Data for this task: Begin

PR #1231, opened 2018-08-20
Changes the mutation method for creating an order to be based on the new mutation response types

orta:
Pairs with https://github.com/artsy/exchange/pull/93

Switches the metaphysics representation of exchange to use the new mutation response type.


src/schema/__tests__/ecommerce/create_order_with_artwork_mutation.test.js
```diff
@@ -11,54 +12,62 @@ describe("Create Order Mutation", () => {
...
       },
+      OrderOrFailureUnion: {
+        __resolveType(obj, context, info) {
+          if (obj.order) {
+            return "OrderWithMutationSuccess"
+          } else if (obj.error) {
+            return "OrderWithMutationFailure"
+          }
+        },
+      },
```
orta: this took a bit of thinking to figure out our reported error, docs for [it are here](https://www.apollographql.com/docs/graphql-tools/resolvers#Unions-and-interfaces)

src/schema/__tests__/ecommerce/create_order_with_artwork_mutation.test.js
```diff
@@ -11,54 +12,62 @@ describe("Create Order Mutation", () => {
...
     }
 
     rootValue = mockxchange(resolvers)
   })
+
   it("creates order and returns it", () => {
-    const mutation = `
+    const mutation = gql`
```
orta: `gql` is a no-op template string function, but it tricks prettier/vscode into formatting our graphqls correctly

src/schema/ecommerce/create_order_with_artwork_mutation.ts
```diff
@@ -0,0 +1,125 @@
...
+        ecommerce_createOrderWithArtwork(
+          input: {
+            artworkId: $artworkId
+            editionSetId: $editionSetId
+            quantity: $quantity
+          }
+        ) {
+          orderOrError {
+            ... on EcommerceOrderWithMutationSuccess {
+              order {
```
sweir27: Is this because the actual union type is defined in Exchange? It's sort of frustrating to have to list out all of the fields here :( (just one more thing that needs to be updated when we add a new one).

PR #1232, opened 2018-08-21
set X-Forwarded-For header on downstream requests

izakp:
Set the `X-Forwarded-For` [header](https://developer.mozilla.org/en-US/docs/Web/HTTP/Headers/X-Forwarded-For#Directives) on downstream requests to represent a proxy chain to downstream services.

If the header exists, append the Client IP to the header from `req.connection.remoteAddress` - if it does not exist, simply set it to the Client IP.

### DIFF
--- a/src/lib/requestIDs.js
+++ b/src/lib/requestIDs.js
@@ -1,10 +1,19 @@
 import uuid from "uuid/v1"
 
-export function headers({ requestID, traceId, parentSpanId }) {
+export function headers({ requestID, traceId, parentSpanId, xForwardedFor }) {
   return {
     "X-Request-Id": requestID,
     "x-datadog-trace-id": traceId,
     "x-datadog-parent-id": parentSpanId,
+    "X-Forwarded-For": xForwardedFor,
+  }
+}
+
+function resolveProxies(req) {
+  if (req.headers["x-forwarded-for"]) {
+    return req.headers["x-forwarded-for"] + ", " + req.connection.remoteAddress
+  } else {
+    return req.connection.remoteAddress
   }
 }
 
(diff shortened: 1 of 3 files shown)


joeyAghion:
* How is the `requestIDs` module used? Would this behavior be used for all upstream requests from Metaphysics, just requests to Gravity, or something else?
* Might this cause Gravity's rate-limiting to kick in where it previously didn't? This may be fine, or the other conditions (such as excluding Artsy's own clients) may still prevent that, but I just want to be aware.
* Do you know if these `X-Forwarded-For` IPs make it into logs?

alloy:
> How is the `requestIDs` module used? Would this behavior be used for all upstream requests from Metaphysics, just requests to Gravity, or something else?

All those clients that decide to include it, which at the time of writing is Gravity (both REST and GraphQL requests) and all the stitching clients.

alloy:
Code looks good 👍  I’ll defer to @joeyAghion to merge re his questions.

src/lib/requestIDs.js
```diff
@@ -1,23 +1,35 @@
...
     "X-Request-Id": requestID,
     "x-datadog-trace-id": traceId,
     "x-datadog-parent-id": parentSpanId,
+    "X-Forwarded-For": xForwardedFor,
+  }
+}
+
+function resolveProxies(req) {
+  if (req.headers["x-forwarded-for"]) {
+    return req.headers["x-forwarded-for"] + ", " + req.connection.remoteAddress
```
alloy: FYI MP uses interpolation throughout the codebase:

```js
`${req.headers["x-forwarded-for"]}, ${req.connection.remoteAddress}`
```

izakp:
@joeyAghion 

> Might this cause Gravity's rate-limiting to kick in where it previously didn't?

I think we will still ignore all of our own clients, so as long as the [xapp token is present throttling will still be ignored](https://github.com/artsy/gravity/blob/87194599bd04910797a67aa4224b8022388517f0/config/initializers/rack_attack.rb#L61).

> Do you know if these X-Forwarded-For IPs make it into logs

It depends on how we configure express and lookup the IPs in our codebase - for example, if we want `req.ip` [here](https://github.com/artsy/metaphysics/blob/master/src/lib/checkForProblematicArtistQuery.ts#L11) to resolve to the actual client IP we need to set `app.set('trust proxy', true)` as per http://expressjs.com/en/guide/behind-proxies.html - 

```
If true, the client’s IP address is understood as the left-most entry in the X-Forwarded-* header.

If false, the app is understood as directly facing the Internet and the client’s IP address is derived from req.connection.remoteAddress. This is the default setting.
```

I suppose we want to enable this as we do so in Force

PR #1234, opened 2018-08-21
adding specs

oxaudo:
For what is implemented here: https://github.com/artsy/metaphysics/pull/1230

Not sure it's the final version of signature part but that is how I understand it now:)


oxaudo:
@starsirius - based on discussions in slack seems like another 'not_signed' attribute will be added in gravity. Will need to handle it here as well.

src/schema/artwork/__tests__/artwork.test.js
```diff
@@ -1194,4 +1194,201 @@ describe("Artwork type", () => {
...
+        }
+      }
+    `
+    it("is null when framed is null", () => {
+      artwork.framed = null
+      return runQuery(query, rootValue).then(data => {
+        expect(data).toEqual({ artwork: { framed: null } })
+      })
+    })
+    it("is null when framed is false", () => {
```
starsirius: Had a minor comment in https://github.com/artsy/metaphysics/pull/1230/files#r212498908 here, too.

src/schema/artwork/__tests__/artwork.test.js
```diff
@@ -1194,4 +1194,201 @@ describe("Artwork type", () => {
...
+      return runQuery(query, rootValue).then(data => {
+        expect(data).toEqual({ artwork: { framed: null } })
+      })
+    })
+    it("is set to proper object when framed is true", () => {
+      artwork.framed = true
+      return runQuery(query, rootValue).then(data => {
+        expect(data).toEqual({
+          artwork: {
+            framed: { label: "Framed", details: null },
```
starsirius: Is the details here supposed to be `true`?

src/schema/artwork/__tests__/artwork.test.js
```diff
@@ -1194,4 +1194,201 @@ describe("Artwork type", () => {
...
+        artwork(id: "richard-prince-untitled-portrait") {
+          certificateOfAuthenticity {
+            label,
+            details
+          }
+        }
+      }
+    `
+    it("is null when certificate_of_authenticity is null", () => {
+      artwork.framed = null
```
starsirius: Should be `artwork. certificateOfAuthenticity = null`

src/schema/artwork/__tests__/artwork.test.js
```diff
@@ -1194,4 +1194,201 @@ describe("Artwork type", () => {
...
+      })
+    })
+    it("is set to proper object when certificate_of_authenticity is true", () => {
+      artwork.certificate_of_authenticity = true
+      return runQuery(query, rootValue).then(data => {
+        expect(data).toEqual({
+          artwork: {
+            certificateOfAuthenticity: {
+              label: "Certificate of authenticity",
+              details: null,
```
starsirius: Ditto. Is the details here supposed to be ""?

src/schema/artwork/__tests__/artwork.test.js
oxaudo: My thinking here that it's null since it's never available for Framed right now but wanted to put this into the same format as other fields in checklist.

So in my mind distinction is - it's null when it's never available for now and it's "" when it's just not entered in UI.

Let me know if it sounds bogus. I can definitely put "" in all the cases @starsirius

starsirius: I was confused by the test here when I referred to the [implementation](https://github.com/artsy/metaphysics/pull/1230/files#diff-249d94a23065d61e259bcfa48241ce6dR717) in previous PR, and wondered why the test passed. Now I see it's actually changed in this PR [below](https://github.com/artsy/metaphysics/pull/1234/files#diff-249d94a23065d61e259bcfa48241ce6dR717). 👍 

Re: "never available for now", I assumed you meant BNMO hasn't been released on artsy.net. I was under the impression we are going to guard that with a lab feature on the frontend, instead of on MP, but I could be misunderstanding the situation here. Happy to discuss further!

PR #1237, opened 2018-08-23
Renamed gql to have .ts extension, moved to lib.

ashfurrow:
This should fix our deploys.


alloy:
Can you add some context as to how it broke deploys?

alloy:
Ahh, I see now https://github.com/artsy/metaphysics/pull/1231/files#diff-f9d4e6854b72b3605765cc6521551415R11. So we probably are indeed skipping test files in the build, but production runtime code was trying to import it and thus failing.

PR #1239, opened 2018-08-24
Update shipping mutation, use common order fields for tests

ashkan18:
# Changes
Update `setOrderShipping` mutation to match latest Exchange schema where we pass shipping as a separate hash.
Move common order fields to a separate file so we can share and we don't have to change n files every time we add/update fields.


src/schema/__tests__/ecommerce/order_fields.ts
```diff
@@ -0,0 +1,135 @@
+import gql from "lib/gql"
+
+export const OrderBuyerFields = gql`
```
alloy: Once we have GraphQL intellisense setup in MP at some point, this won’t really work as it’s not valid GraphQL syntax (does the syntax highlighter work?). You can fix that by making these inline fragments:

```gql
... on Order {
  id
  code
  # etc
}
```

alloy:
Looks good to me 👍 

My one comment isn’t a blocker right now, so feel free to merge as-is and add the fragment syntax later or do it now.

alloy:
Ace 👌

PR #1244, opened 2018-08-27
Buyer/Seller is the new User/Partner

ashkan18:
# Problem
`User` and `Partner` are very specific terms and not clear when it comes to ecommerce platform, we decided to [rename](https://github.com/artsy/exchange/pull/121) these fields in Exchange. This PR matches those changes by:
- Adding `OrderPartyUnionType`
- Switch all the places we use `user` and `partner`

# Update Notes
## CMS Side
Make sure to update your `orders` query. Replace `partnerId` argument to `sellerId` and `sellerType` with seller type being `Partner` (we can make this an enum too later.

## CMS and Collectors
in your queries replaces
```
userId
partnerId
 ```
to 
```graphql
seller {
    ...on Partner {
      id
      name
    }
    ... on User {
      id
      email
    }
  }
buyer {
    ... on User {
      id
      email
    }
    ...on Partner {
      id
      name
    }
  }
```

Ideally this gets deployed around the same time as https://github.com/artsy/exchange/pull/121

### DIFF
--- a/src/data/exchange.graphql
+++ b/src/data/exchange.graphql
@@ -167,6 +167,7 @@ type MutationError {
 
 # An Order
 type Order {
+  buyer: OrderPartyUnion!
   buyerTotalCents: Int
   code: String!
   commissionFeeCents: Int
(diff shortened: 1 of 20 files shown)


src/data/exchange.graphql
```diff
@@ -167,6 +167,7 @@ type MutationError {
 
 # An Order
 type Order {
+  buyer: OrderPartyUnion!
```
jonallured: `OrderPartyUnion!` sounds so fun!! 🎉 🍰 🎈

ashkan18:
merging along with exchange changes being merged now.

Data for this task: End

▶ [The task] Return the lines of the listing where the string "sounds" appears.

▶ [Exercise response]
Let me know if it sounds bogus. I can definitely put "" in all the cases @starsirius
jonallured: `OrderPartyUnion!` sounds so fun!! 🎉 🍰 🎈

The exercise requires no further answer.